PR #354, opened 2024-06-11
refactor: remove unused person negotiation role

svituz:
## Negotiator pull request:

This PR removes unnecessary entities PersonNegotiationRole and Role.

### Description:

The PersonNegotiationRole was created to record the roles associated with a negotiation but, as a matter of fact, it was used to record only its creator, which is also registered in the createdBy attribute, thus resulting in information duplication. After removing PersonNegotiatioRole, also the Role entity was unnecessary since the role is always obtained from the token.

### Checklist:

- [X] I have performed a self review of my code
- [X] My code follows [Google Java Code style](https://google.github.io/styleguide/javaguide.html)
- [X] I have made my code as simple as possible
- [X] I have added unit tests and the code coverage has not decreased
- [X] I have updated the documentation in all relevant places


RadovanTomik (changes requested):
Please just rename migration script to v9

RadovanTomik (approved):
┄┄┄┄┄┄┄┄┄┄
**Brief:**
From the line that holds "This PR removes" to the last line of the records above, print each line exactly. Add nothing else.

**Task solution:**
This PR removes unnecessary entities PersonNegotiationRole and Role.

### Description:

The PersonNegotiationRole was created to record the roles associated with a negotiation but, as a matter of fact, it was used to record only its creator, which is also registered in the createdBy attribute, thus resulting in information duplication. After removing PersonNegotiatioRole, also the Role entity was unnecessary since the role is always obtained from the token.

### Checklist:

- [X] I have performed a self review of my code
- [X] My code follows [Google Java Code style](https://google.github.io/styleguide/javaguide.html)
- [X] I have made my code as simple as possible
- [X] I have added unit tests and the code coverage has not decreased
- [X] I have updated the documentation in all relevant places


RadovanTomik (changes requested):
Please just rename migration script to v9

RadovanTomik (approved):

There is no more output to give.